* [Directions for this task] The answer must restate every record word for word.

Stored data
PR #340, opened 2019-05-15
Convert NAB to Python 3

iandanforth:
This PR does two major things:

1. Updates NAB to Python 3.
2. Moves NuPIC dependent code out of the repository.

* [Response for this exercise]
PR #340, opened 2019-05-15
Convert NAB to Python 3

iandanforth:
This PR does two major things:

1. Updates NAB to Python 3.
2. Moves NuPIC dependent code out of the repository.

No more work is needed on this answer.